* [What is being asked]: Among the lines below, tally those that hold "endpoints". Return the number and nothing more.

Given data START

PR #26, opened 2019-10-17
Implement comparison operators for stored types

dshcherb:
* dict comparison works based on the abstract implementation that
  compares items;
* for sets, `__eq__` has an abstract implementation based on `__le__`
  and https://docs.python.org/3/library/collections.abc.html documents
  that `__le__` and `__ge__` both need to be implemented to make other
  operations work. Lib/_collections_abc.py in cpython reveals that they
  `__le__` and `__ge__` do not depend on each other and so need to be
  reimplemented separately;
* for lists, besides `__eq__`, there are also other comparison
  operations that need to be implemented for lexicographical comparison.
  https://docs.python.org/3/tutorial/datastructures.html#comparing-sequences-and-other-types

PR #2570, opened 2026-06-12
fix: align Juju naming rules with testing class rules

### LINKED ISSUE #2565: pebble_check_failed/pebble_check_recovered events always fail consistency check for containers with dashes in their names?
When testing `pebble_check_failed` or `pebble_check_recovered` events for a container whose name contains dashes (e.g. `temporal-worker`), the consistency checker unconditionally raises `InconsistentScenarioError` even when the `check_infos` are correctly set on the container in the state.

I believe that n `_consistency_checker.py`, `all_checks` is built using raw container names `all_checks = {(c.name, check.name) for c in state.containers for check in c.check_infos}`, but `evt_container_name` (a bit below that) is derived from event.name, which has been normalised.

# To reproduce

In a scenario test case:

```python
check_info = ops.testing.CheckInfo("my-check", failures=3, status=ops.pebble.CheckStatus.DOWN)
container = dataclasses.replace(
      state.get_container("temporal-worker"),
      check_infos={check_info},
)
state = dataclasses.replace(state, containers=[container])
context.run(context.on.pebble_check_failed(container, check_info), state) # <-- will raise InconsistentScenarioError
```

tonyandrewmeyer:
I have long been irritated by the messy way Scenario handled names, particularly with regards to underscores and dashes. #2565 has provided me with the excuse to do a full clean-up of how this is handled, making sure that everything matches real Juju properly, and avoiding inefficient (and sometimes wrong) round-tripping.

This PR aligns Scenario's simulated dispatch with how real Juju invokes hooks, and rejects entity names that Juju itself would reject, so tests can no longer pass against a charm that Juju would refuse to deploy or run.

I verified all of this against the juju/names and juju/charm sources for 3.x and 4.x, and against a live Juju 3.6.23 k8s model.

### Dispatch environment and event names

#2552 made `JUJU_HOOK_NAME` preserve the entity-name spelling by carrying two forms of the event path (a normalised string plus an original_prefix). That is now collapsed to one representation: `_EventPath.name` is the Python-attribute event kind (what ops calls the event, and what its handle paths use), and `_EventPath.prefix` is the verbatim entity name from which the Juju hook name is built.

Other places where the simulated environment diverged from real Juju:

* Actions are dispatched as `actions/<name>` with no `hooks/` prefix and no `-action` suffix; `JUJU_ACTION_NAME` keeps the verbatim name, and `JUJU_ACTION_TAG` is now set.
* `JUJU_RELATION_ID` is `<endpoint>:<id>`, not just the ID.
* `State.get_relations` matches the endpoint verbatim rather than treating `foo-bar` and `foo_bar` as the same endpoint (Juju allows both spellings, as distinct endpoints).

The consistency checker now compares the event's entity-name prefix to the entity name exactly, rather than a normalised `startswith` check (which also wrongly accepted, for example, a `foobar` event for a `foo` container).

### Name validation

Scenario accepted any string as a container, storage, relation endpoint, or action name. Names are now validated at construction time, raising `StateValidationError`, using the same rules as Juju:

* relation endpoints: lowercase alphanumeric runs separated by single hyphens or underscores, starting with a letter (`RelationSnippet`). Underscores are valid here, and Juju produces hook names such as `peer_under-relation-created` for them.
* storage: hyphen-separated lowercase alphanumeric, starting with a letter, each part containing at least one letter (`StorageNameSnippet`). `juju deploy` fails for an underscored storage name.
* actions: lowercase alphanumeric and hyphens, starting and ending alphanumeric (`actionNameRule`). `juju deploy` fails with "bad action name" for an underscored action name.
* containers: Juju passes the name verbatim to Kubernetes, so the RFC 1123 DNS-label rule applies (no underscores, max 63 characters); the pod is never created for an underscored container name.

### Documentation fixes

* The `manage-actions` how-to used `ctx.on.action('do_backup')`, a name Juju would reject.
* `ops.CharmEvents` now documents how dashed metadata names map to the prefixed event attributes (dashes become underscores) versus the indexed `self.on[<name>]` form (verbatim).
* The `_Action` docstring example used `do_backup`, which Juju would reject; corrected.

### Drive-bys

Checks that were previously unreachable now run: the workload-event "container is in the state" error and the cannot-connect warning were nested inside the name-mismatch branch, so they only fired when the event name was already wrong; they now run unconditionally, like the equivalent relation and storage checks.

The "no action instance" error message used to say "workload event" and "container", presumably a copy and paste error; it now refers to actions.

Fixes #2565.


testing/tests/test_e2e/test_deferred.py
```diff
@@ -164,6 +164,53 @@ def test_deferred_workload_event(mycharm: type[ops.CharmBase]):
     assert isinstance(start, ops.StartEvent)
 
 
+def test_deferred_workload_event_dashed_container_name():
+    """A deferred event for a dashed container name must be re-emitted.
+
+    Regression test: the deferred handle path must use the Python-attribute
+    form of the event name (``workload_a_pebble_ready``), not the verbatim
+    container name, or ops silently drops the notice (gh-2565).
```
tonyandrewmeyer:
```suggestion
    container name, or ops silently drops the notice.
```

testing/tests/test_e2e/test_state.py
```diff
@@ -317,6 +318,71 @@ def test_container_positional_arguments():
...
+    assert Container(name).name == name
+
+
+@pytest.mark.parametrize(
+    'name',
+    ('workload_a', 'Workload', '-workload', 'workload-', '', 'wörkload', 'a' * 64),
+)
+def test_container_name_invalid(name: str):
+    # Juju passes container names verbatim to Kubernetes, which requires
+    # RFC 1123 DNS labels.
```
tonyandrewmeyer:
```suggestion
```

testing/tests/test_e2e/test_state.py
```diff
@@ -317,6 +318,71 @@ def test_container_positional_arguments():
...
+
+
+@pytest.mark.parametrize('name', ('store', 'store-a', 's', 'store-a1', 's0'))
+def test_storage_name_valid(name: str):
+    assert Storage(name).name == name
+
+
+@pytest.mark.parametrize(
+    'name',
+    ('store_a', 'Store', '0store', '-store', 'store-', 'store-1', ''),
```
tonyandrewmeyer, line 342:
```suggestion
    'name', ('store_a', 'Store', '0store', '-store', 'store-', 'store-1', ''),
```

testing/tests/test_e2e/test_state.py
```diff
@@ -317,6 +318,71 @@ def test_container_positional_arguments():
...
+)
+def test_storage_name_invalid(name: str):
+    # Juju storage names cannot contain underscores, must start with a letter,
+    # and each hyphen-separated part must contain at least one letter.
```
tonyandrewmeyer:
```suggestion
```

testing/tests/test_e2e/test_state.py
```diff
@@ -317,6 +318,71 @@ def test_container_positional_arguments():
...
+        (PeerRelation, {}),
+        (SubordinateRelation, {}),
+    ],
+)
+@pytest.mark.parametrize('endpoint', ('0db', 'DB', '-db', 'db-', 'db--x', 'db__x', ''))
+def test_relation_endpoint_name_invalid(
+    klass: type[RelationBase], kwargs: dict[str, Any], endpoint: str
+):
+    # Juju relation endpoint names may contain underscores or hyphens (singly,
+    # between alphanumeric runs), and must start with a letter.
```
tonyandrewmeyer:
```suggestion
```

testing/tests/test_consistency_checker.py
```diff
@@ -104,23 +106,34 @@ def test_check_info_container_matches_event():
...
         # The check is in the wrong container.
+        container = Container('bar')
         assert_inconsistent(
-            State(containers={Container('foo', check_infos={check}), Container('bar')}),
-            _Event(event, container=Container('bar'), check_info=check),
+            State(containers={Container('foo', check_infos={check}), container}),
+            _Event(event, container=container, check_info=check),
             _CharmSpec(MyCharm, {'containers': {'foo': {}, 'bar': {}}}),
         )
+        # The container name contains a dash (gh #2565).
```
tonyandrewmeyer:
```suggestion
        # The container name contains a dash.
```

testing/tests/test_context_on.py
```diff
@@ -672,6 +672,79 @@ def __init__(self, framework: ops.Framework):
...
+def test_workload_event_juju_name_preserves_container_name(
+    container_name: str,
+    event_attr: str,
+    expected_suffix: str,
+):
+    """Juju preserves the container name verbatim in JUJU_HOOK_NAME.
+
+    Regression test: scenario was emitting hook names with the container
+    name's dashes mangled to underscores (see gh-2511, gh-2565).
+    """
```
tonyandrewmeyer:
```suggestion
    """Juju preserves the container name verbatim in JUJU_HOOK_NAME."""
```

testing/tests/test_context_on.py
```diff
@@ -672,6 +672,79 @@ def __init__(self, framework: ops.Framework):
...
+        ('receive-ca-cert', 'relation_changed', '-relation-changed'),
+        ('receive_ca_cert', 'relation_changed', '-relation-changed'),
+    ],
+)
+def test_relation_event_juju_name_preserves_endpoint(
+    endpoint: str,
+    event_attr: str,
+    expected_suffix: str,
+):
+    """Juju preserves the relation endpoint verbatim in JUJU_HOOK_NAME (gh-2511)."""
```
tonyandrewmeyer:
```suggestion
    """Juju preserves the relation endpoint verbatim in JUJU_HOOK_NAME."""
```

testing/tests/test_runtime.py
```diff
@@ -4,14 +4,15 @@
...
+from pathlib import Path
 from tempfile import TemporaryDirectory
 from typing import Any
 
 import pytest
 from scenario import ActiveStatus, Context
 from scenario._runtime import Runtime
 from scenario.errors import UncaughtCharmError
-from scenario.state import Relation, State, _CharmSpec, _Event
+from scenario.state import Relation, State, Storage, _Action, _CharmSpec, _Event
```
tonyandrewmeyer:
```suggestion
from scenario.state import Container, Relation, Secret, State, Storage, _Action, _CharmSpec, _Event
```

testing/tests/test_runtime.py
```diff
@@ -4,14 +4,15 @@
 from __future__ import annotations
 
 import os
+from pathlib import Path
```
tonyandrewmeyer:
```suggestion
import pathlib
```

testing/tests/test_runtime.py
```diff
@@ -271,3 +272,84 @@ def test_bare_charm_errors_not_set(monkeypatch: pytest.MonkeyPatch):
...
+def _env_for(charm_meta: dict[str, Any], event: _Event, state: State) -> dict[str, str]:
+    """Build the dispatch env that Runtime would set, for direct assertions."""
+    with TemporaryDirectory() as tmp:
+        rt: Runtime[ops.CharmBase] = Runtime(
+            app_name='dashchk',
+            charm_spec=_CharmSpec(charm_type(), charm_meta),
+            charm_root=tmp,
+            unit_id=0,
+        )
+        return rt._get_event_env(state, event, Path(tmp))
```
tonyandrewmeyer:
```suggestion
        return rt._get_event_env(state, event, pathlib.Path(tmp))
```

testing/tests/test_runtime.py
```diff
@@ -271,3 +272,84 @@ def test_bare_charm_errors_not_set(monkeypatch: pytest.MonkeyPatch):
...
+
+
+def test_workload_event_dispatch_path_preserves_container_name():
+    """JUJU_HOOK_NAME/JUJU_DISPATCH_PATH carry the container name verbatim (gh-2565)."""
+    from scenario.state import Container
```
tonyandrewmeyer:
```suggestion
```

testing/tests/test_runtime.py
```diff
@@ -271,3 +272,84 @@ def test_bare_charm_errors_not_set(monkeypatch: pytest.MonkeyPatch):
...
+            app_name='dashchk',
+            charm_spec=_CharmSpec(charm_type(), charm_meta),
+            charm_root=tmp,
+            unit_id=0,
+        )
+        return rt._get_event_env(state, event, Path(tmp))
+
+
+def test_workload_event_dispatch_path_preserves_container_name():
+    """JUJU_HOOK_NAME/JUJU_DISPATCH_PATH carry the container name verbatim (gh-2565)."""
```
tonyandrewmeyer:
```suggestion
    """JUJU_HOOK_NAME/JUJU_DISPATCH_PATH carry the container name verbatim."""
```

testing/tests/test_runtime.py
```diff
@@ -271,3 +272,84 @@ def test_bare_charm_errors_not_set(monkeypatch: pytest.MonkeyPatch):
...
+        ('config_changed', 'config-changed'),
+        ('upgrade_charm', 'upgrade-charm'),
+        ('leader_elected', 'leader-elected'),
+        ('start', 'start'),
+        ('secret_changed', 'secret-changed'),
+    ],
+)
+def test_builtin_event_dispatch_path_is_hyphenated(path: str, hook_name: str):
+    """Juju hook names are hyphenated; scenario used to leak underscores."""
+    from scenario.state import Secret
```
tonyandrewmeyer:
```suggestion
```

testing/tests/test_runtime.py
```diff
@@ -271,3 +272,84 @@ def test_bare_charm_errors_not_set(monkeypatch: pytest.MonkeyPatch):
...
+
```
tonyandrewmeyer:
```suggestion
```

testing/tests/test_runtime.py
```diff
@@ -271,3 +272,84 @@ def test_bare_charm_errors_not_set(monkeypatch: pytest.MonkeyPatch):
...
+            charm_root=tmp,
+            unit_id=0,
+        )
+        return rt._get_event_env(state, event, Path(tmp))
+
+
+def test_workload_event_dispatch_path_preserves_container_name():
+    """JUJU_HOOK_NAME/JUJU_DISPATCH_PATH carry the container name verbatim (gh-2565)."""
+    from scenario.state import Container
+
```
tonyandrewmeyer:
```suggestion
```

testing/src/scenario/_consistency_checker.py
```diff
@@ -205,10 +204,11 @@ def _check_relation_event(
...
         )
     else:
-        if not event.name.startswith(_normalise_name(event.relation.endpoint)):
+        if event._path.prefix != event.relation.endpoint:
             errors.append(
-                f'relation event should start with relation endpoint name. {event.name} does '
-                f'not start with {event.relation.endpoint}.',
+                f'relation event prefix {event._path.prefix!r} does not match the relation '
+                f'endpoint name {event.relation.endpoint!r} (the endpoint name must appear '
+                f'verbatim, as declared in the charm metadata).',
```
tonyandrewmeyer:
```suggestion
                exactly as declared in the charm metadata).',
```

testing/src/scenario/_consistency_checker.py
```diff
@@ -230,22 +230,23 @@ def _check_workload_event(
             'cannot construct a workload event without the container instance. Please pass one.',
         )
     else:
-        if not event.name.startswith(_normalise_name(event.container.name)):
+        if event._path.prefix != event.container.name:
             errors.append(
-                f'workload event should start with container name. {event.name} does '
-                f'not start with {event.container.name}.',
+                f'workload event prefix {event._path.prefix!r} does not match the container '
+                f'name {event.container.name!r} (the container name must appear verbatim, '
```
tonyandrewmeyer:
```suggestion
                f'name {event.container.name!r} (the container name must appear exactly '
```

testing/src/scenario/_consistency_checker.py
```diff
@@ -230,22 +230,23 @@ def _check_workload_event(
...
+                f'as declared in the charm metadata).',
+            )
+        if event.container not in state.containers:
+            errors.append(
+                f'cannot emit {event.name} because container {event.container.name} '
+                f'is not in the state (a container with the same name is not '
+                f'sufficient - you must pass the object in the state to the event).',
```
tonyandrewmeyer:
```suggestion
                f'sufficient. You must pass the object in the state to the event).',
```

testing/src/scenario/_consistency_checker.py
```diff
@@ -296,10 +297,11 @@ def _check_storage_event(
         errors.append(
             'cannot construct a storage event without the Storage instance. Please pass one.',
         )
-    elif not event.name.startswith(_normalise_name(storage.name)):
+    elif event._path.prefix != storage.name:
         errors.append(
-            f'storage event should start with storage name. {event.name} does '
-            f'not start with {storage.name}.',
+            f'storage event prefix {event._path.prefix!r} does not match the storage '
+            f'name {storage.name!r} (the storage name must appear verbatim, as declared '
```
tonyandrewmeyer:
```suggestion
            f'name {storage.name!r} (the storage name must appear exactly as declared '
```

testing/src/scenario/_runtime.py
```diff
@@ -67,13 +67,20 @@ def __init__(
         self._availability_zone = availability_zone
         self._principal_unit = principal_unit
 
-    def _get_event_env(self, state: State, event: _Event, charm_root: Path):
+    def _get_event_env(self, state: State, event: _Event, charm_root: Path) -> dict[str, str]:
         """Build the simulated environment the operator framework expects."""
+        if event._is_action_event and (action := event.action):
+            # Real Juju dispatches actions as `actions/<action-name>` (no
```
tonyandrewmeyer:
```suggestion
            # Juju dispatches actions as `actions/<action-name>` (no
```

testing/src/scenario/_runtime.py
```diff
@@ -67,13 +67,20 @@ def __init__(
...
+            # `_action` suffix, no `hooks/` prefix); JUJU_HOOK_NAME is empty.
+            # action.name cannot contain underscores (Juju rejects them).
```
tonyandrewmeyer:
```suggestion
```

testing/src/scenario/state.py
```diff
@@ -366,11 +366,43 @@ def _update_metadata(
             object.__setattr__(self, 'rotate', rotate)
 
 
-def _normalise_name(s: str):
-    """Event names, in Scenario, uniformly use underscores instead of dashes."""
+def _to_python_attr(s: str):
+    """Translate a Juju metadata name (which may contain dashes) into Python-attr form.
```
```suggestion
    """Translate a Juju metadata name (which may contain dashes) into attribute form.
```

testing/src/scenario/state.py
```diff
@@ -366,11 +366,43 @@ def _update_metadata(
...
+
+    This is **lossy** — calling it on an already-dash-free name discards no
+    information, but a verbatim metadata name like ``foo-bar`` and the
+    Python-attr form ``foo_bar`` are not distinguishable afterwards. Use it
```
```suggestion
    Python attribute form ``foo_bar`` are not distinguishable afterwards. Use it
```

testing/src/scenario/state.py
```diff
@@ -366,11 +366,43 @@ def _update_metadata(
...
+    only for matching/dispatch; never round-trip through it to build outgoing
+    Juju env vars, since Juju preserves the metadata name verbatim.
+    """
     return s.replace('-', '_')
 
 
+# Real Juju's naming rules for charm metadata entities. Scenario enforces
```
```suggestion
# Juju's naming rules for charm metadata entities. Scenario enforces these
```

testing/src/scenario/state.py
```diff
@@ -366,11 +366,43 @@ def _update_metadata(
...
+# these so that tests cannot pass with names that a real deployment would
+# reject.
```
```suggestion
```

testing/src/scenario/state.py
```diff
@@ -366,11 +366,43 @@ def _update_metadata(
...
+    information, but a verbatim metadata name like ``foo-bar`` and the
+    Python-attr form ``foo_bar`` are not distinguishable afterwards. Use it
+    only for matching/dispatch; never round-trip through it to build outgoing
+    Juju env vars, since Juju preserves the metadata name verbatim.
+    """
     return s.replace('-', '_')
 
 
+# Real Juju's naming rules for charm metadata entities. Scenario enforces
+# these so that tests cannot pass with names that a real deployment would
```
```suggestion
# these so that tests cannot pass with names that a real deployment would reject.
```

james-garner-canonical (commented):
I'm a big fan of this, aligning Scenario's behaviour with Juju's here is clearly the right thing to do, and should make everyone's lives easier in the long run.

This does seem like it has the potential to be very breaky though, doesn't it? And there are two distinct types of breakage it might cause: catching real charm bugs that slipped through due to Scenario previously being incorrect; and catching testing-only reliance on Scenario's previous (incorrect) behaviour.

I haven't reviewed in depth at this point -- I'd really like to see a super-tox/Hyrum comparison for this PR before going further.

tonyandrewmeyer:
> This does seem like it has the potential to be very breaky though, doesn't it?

Given data END

* [Expected answer]: 2